2. Start with the entire preorder and inorder arrays.
3. Recursively construct the tree:
• Pick the root from the preorder array.
• Find its position in the inorder array to determine the left and right subtrees.
• Recursively build the left and right subtrees.
4. Return the constructed tree.
class Solution {
public TreeNode buildTree(int[] preorder, int[] inorder) {
Map<Integer, Integer> inorderMap = new HashMap<>();
// Build a map to store the index of each value in inorder traversal
for (int i = 0; i < inorder.length; i++) {
inorderMap.put(inorder[i], i);
}
// Start the recursive construction
return buildSubTree(preorder, inorderMap, 0, 0, inorder.length - 1);
}
private TreeNode buildSubTree(int[] preorder, Map<Integer, Integer> inorderMap, int preStart, int inStart, int inEnd) {
// Base case: if there are no elements to construct the tree
if (preStart >= preorder.length || inStart > inEnd) {
return null;
}
// Get the root value and create the root node
int rootValue = preorder[preStart];
TreeNode root = new TreeNode(rootValue);
// Find the root index in the inorder array
int inIndex = inorderMap.get(rootValue);
// Calculate the size of the left subtree
int leftTreeSize = inIndex - inStart;
// Recursively build the left and right subtrees
root.left = buildSubTree(preorder, inorderMap, preStart + 1, inStart, inIndex - 1);
root.right = buildSubTree(preorder, inorderMap, preStart + 1 + leftTreeSize, inIndex + 1, inEnd);
return root;
}
}
Step-by-Step Explanation
Step 1: Create an inorderMap
Map<Integer, Integer> inorderMap = new HashMap<>();
for (int i = 0; i < inorder.length; i++) {
inorderMap.put(inorder[i], i);
}
• Without the hash map, finding the index of the root in the inorder array would require a linear scan, adding O(n) overhead for each recursive call.

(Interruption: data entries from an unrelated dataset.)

PR #1098, opened 2025-08-11
Move general utility functions and errors from DiffEqBase to SciMLBase 

jClugstor:
## Checklist

## Additional context

We want to move the solve dispatches for Nonlinear problems to NonlinearSolveBase from DiffEqBase. In order to do that we need to move some of the things from DiffEqBase to SciMLBase so that NonlinearSolveBase can use them.


jClugstor:
@ChrisRackauckas this moves the general utility functions used for the solve dispatches to SciMLBase, the extensions needed for those, and most of the errors that were in DiffEqBase before. 

I have a branch of DiffEqBase that imports and uses these from SciMLBase, which also means that for example `DiffEqBase.anyeltypedual` will still work even though it's defined in SciMLBase. I think that should make this non-breaking and allow us to gradually move to using SciMLBase instead of DiffEqBase for these.

Project.toml
```diff
@@ -29,19 +29,27 @@ Reexport = "189a3867-3050-52da-a836-e630ba90ab69"
 RuntimeGeneratedFunctions = "7e49a35a-f44a-4d26-94aa-eba1b4ca6b47"
 SciMLOperators = "c0aeaf25-5076-4817-a8d5-81caf7dfa961"
 SciMLStructures = "53ae85a6-f571-4167-b2af-e1d143709226"
+Static = "aedffcd0-7271-4cad-89d0-dc628f76c6d3"
```
ChrisRackauckas, line 32: oh shit, that shouldn't be there... why is static needed? Just noticed this too late. This should not be in SciMLBase!

jClugstor: `reduce_tup` is used for the Dual type checking, `anyeltypedual`.

PR #1110, opened 2025-08-15
Put utilities for solve in SciMLBase

jClugstor:
## Checklist

## Additional context

This time for real and without Static


ext/SciMLBaseForwardDiffExt.jl
```diff
@@ -0,0 +1,410 @@
...
+But given the properties of automatic differentiation requiring that differentiation of parameters
+implies differentiation of state, we assume any dual parameters implies differentiation of state
+and then attempt to upconvert `u0` to match that dual-ness. Because this changes types, this needs
+to be specified at compiled time and thus cannot have a Bool-based opt out, so in the future this
+may be extended to use a preference system to opt-out with a `UPCONVERT_DUALS`. In the case where
+upconversion is not done automatically, the user is required to upconvert all initial conditions
+themselves, for an example of how this can be confusing to a user see
+https://discourse.julialang.org/t/typeerror-in-julia-turing-when-sampling-for-a-forced-differential-equation/82937
+"""
+@generated function anyeltypedual(x, ::Type{Val{counter}}) where {counter}
```
ChrisRackauckas, line 103: Why is this needed in SciMLBase?

jClugstor: `anyeltypedual` is used in `promote_u0`, which is used by `get_concrete_problem` for NonlinearProblem and also differential equations. So it's needed for both. So this either needs to be in SciMLBase, or it needs to be in both DiffEqBase and NonlinearSolveBase.

ChrisRackauckas: why would nonlinearproblem need it? It should use implicit diff, and it requires p as an array for that just like linearproblem?

PR #1117, opened 2025-08-25
Move solve for EnsembleProblem and `_concrete_solve_adjoint` to SciMLBase

jClugstor:
## Checklist

## Additional context
Currently `solve` for Ensemble and WeightedEnsemble problems is in DiffEqBase. However there can be ensembles of NoninearProblems as well as DiffEqProblems. So this is part of the process of removing the DiffEqBase dependency from NonlinearSolve.

### DIFF
--- a/src/solve.jl
+++ b/src/solve.jl
@@ -516,3 +516,40 @@ set_mooncakeoriginator_if_mooncake(x::SciMLBase.ADOriginator) = x
     end
     q
 end
+
+####
+# Catch undefined AD overload cases
+
+const ADJOINT_NOT_FOUND_MESSAGE = """
+                                  Compatibility with reverse-mode automatic differentiation requires SciMLSensitivity.jl.
+                                  Please install SciMLSensitivity.jl and do `using SciMLSensitivity`/`import SciMLSensitivity`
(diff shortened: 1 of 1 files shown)


jClugstor:
@ChrisRackauckas I think this needs to go in, then this https://github.com/SciML/DiffEqBase.jl/pull/1201 to remove it from DiffEqBase. Then I think both https://github.com/SciML/DiffEqBase.jl/pull/1197 and https://github.com/SciML/NonlinearSolve.jl/pull/669 will be very close to finished.

jClugstor:
@ChrisRackauckas for some reason when `solve(prob::EnsembleProblem...` is defined in both SciMLBase and DiffEqBase it causes some Dual type check tests to error, which is what the DiffEqBase core test failures are from. Maybe something to do with the method being overridden? 

Anyway, the PR to remove these from DiffEqBase is here https://github.com/SciML/DiffEqBase.jl/pull/1201, but the tests for both of these won't pass without the other.

jClugstor:
@ChrisRackauckas should I split this PR up or is this ok?

ChrisRackauckas:
Downstream isn't setup with `!isdefined` yet?

Issue #1207, opened 2026-01-15
Mooncake does not support SymbolicIndexingInterface AD


ChrisRackauckas-Claude:
## Summary

When using `DifferentiationInterface.gradient` with `AutoMooncake()` backend on functions that involve `SymbolicIndexingInterface` operations (like `sol[sys.x]` symbolic indexing), the tests fail.

## Context

This was discovered during the migration from direct AD backend usage to DifferentiationInterface in PR #1206. The following test patterns fail with Mooncake:

- Symbolic indexing gradients: `sol -> sum(sol[lorenz1.x])`
- Vector symbolic indexing: `sol -> sum(sum.(sol[[lorenz1.x, lorenz2.x]]))`
- Tuple symbolic indexing: `sol -> sum(sum.(collect.(sol[(lorenz1.x, lorenz2.x)])))`
- Time series symbolic indexing: `sol -> sum(sum.(sol[[lorenz1.x, lorenz2.x], :]))`
- Observable function AD: `sol -> sum(sol[sys.w])`
- BatchedInterface AD

## Affected Files

- `test/downstream/adjoints.jl`
- `test/downstream/observables_autodiff.jl`

## Current Status

Tests are marked as `@test_broken` in PR #1206 until this is resolved.

## Related

This may be related to how Mooncake handles the ChainRules/rrules defined in SymbolicIndexingInterface or SciMLBase's extensions.

ChrisRackauckas-Claude:
## Investigation Results

After attempting to port the ChainRulesCore/Zygote rules to Mooncake, I've found that this is a more fundamental issue than simply missing rules.

### The Problem

Mooncake is a **source-to-source AD** system, which means it needs to compile derivative code for the entire function being differentiated. When differentiating through `sol[x]` where `sol` is an `ODESolution`:

1. Mooncake tries to compile rules for the entire `ODESolution` type hierarchy
2. `ODESolution` contains deeply nested generic types (MTKParameters, ODEFunction, ModelingToolkit wrappers, etc.)
3. This causes a **stack overflow during rule compilation**, not during execution

### Attempted Solutions

1. **Adding `@is_primitive` declarations** - Marking `getindex(ODESolution, sym)` as primitive doesn't help because Mooncake still needs to understand how to handle the `ODESolution` tangent type
2. **Custom `rrule!!` implementations** - The rules were written but Mooncake fails during compilation before ever reaching them
[...]

PR #1212, opened 2026-01-16
Add @from_rrule for ODESolution symbolic indexing in Mooncake extension

ChrisRackauckas-Claude:
## Summary

- Adds `@from_rrule` macro to import the ChainRulesCore rrule for `getindex(::ODESolution, sym)` to Mooncake
- Enables `sol[sym]` patterns to work with Mooncake's reverse-mode AD by reusing the existing ChainRulesCore implementation

## Motivation

This is a first step toward addressing #1207 (Mooncake AD backend incompatibility with SymbolicIndexingInterface).

The existing ChainRulesCore extension already has a proper rrule for symbolic indexing. By using Mooncake's `@from_rrule` macro, we can import this rule for use with Mooncake without duplicating the implementation.

## Limitations

- This only handles `sol[sym]` (2-argument getindex). The 3-argument version `sol[sym, j::Integer]` uses `RuleConfig` for AD nesting via `rrule_via_ad`, which may need additional work.
- The deeper issue of Mooncake needing custom tangent types for the complex `ODESolution` type hierarchy may still require additional work.

## Test plan

- [ ] Verify extension loads without error: `using SciMLBase, Mooncake`
- [ ] Run existing Mooncake tests to check for regressions
- [ ] Test symbolic indexing gradients with Mooncake (currently marked as `@test_broken` in `test/downstream/adjoints.jl`)

### DIFF
--- a/ext/SciMLBaseMooncakeExt.jl
+++ b/ext/SciMLBaseMooncakeExt.jl
@@ -1,7 +1,9 @@
 module SciMLBaseMooncakeExt
 
 using SciMLBase, Mooncake
-using SciMLBase: ADOriginator, ChainRulesOriginator, MooncakeOriginator
+using SciMLBase: ADOriginator, ChainRulesOriginator, MooncakeOriginator,
+    ODESolution, RODESolution, ODEProblem, SDEProblem, EnsembleSolution,
+    NonlinearProblem, IntervalNonlinearProblem
 import Mooncake: rrule!!, CoDual, zero_fcodual, @is_primitive,
     @from_rrule, @zero_adjoint, @mooncake_overlay, MinimalCtx,
     NoPullback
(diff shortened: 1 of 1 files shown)


ChrisRackauckas-Claude:
## Testing Results

I tested whether this PR fixes issue #1207 by running the Zygote tests with Mooncake on Julia 1.11.8.

### What the PR Does
The PR adds a single rule in `ext/SciMLBaseMooncakeExt.jl`:
```julia
@from_rrule(
    MinimalCtx,
    Tuple{typeof(getindex), ODESolution, Any},
    true,
)
```
This imports the existing ChainRulesCore rrule for `sol[sym]` into Mooncake.

### Test Results (Julia 1.11.8)

| Test Case | Zygote | Mooncake |
|-----------|--------|----------|
| Simple ODE (no MTK): `sol[1]` | ✓ | ✓ |
| Simple ODE (no MTK): `sol.u` | ✓ | ✓ |
| MTK ODE: `sol[lorenz1.x]` | ✓ | ✗ (StackOverflow) |
| MTK ODE: `sol[[lorenz1.x, lorenz2.x]]` | ✓ | ✗ (StackOverflow) |

### Root Cause
The ChainRulesCore rrule for `getindex(::ODESolution, sym)` **works correctly** and can be called directly. The problem is:

1. Mooncake's source-to-source AD requires compiling tangent types for `ODESolution`
2. ModelingToolkit-produced `ODESolution` objects contain deeply nested types (MTKParameters, RuntimeGeneratedFunctions, GeneratedFunctionWrapper, etc.)
3. Compiling tangent types for these deeply nested structures causes **StackOverflowError**

The `@from_rrule` only covers the `getindex` operation itself - it doesn't prevent Mooncake from trying to compile rules for the ODESolution's tangent type, which triggers the overflow.

### Conclusion
This PR does **not** fix issue #1207 for ModelingToolkit-based ODEs. The tests marked as `@test_broken` for Mooncake in `test/downstream/adjoints.jl` and `test/downstream/observables_autodiff.jl` still fail with StackOverflowError.

As noted in issue #1207, full support would require:
- Tangent type definitions for `ODESolution` and nested MTK types
- Struct construction/access rules for gradient propagation  
- Potentially upstream Mooncake changes to handle deeply nested types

• The hash map optimizes the process, reducing the overall time complexity of the solution to O(n).
2. Recursive Function buildSubTree
private TreeNode buildSubTree(int[] preorder, Map<Integer, Integer> inorderMap, int preStart, int inStart, int inEnd) {
if (preStart >= preorder.length || inStart > inEnd) {
return null;
}
}
• Binary trees are naturally recursive structures, making recursion a straightforward approach for traversal and construction.
3. Root Node Construction
int rootValue = preorder[preStart];
TreeNode root = new TreeNode(rootValue);
• Retrieves the root value from the current position in the preorder array.
• Creates a new tree node with this value.